Rewrote fdtol_race.c: the seeded version fork-bombed into kern.maxprocperuid and wedged ssh before the race could fire. v2 bounds concurrency (each peer rfork(RFPROC|RFTHREAD)+child _exit, reaped with waitpid), adds slab pressure (open/close /dev/null churn) so a prematurely-freed fdtol slot is reclaimed and the next deref hits clobbered memory (this is what produced panic C), and adds a SIGALRM-bounded runtime plus a third contender via the parent loop.

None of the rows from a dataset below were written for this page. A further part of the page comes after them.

PR #11551, opened 2018-05-20
Add arguments to dftFilter2D

### LINKED ISSUE #10683: filter2D does not utilize pixels outside ROI when kernel size > 11
**Description**

It is said
> ... now the filtering operations fully support the notion of image ROI, that is, pixels outside of the ROI but inside the image can be used in the filtering operations.

I found when calling `filter2D` to filter an ROI using a kernel larger than 11x11, the function does not utilize the pixels outside the ROI. Probably related to the fact that filter uses DCT instead of convolution beyond that size? I have tested 3.1, 3.2, 3.3, 3.4. This issue happens since 3.2. 3.1 does not have this issue.

**System information**
OpenCV 3.2, 3.3, 3.4
Ubuntu 16.04
g++ 5.4.0

**Steps to reproduce**

The following code produces the problem. It divides an image into blocks and filters each of them.

```c++

#include <iostream>
#include <vector>

#include <opencv2/opencv.hpp>

int main(void) {
  
  std::cout << "OpenCV version : " << CV_VERSION << std::endl;
  
  const char* input_file  = "roi_filter_test.jpg";
  const char* output_file = "roi_filter_test_output.jpg";
  
  cv::Mat image  = cv::imread(input_file);
  cv::Mat output = cv::Mat::zeros(image.size(), image.type());
  
  int BLOCK_SIZE = 64; // can be any
  
  std::vector<cv::Rect> regions;
  for (int r = 0; r < image.rows / BLOCK_SIZE; ++r)
    for (int c = 0; c < image.cols / BLOCK_SIZE; ++c)
      regions.emplace_back(c * BLOCK_SIZE, r * BLOCK_SIZE,
                           BLOCK_SIZE, BLOCK_SIZE);
      
  int ksize  = 12; // issue when > 11
  int ksize2 = ksize * ksize;
  cv::Mat kernel = cv::Mat::ones(ksize, ksize, CV_32F) / ksize2;
    
  for (const auto& region: regions) {
    cv::Mat roi_i(image,  region);
    cv::Mat roi_o(output, region);
    cv::filter2D(roi_i, roi_o, -1, kernel);
  }
  
  cv::imwrite(output_file, output); 
  
  return 0;
}

```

Added build.sh, run.sh (looped bursts since the race is intermittent), env.txt, panic.txt, VERDICT.md, manifest.json, and fix.diff.

Verified recommended fix

fix.diff (git-apply-able, verified clean) takes the shared p1->p_fd->fd_spin -- the same lock fdfree already uses for the decrement and list walk -- around both the fdl_refcount++ (kern_fork.c:569) and the filedesc_to_leader_alloc() list splice (kern_fork.c:575) in fork1's fdshare branch. Matches the finding markdown's proposal (which sketched the spin_lock around the ++) and additionally wraps the else-branch unlocked splice the markdown also flagged. A more thorough follow-up would convert fdl_refcount/fdl_holdcount to atomic_t and add a dedicated fdl list lock.

Verdict

REPRODUCED. The lock-mismatch claim is airtight and unfixed on master: fdl_refcount is a plain int (sys/sys/filedesc.h:110), incremented at kern_fork.c:569 under only p1->p_token (acquired :324) which is PER-PROCESS, while decremented at kern_descrip.c:2675 under the SHARED fd_spin (acquired :2622). Peers sharing p_fd/p_fdtol hold different p_tokens, so the ++/-- share no serialization lock -> lost update -> premature kfree(fdtol) at kern_descrip.c:2686 while peers still reference it -> UAF. Confirmed by three distinct kernel panics from unprivileged user maxx: (A) 'panic: filedesc_to_refcount botch: fdl_refcount=0' -- the KASSERT at kern_descrip.c:2627 catching the refcount underflow directly; (B) 'panic: BADFREE2' -- slab double-free of the prematurely-freed fdtol; (C) 'panic: memory chunk ... is already allocated!' with stack chunk_mark_allocated<-_kmalloc<-filedesc_to_leader_alloc<-fork1<-sys_rfork, i.e. the exact cited call chain, slab corruption from the dangling write into the freed 64-byte-zone slot. filedesc_to_leader_alloc (kern_descrip.c:3342-3368) also splices the shared fdl list under no lock ('NOT MPSAFE' :3343), as the finding states.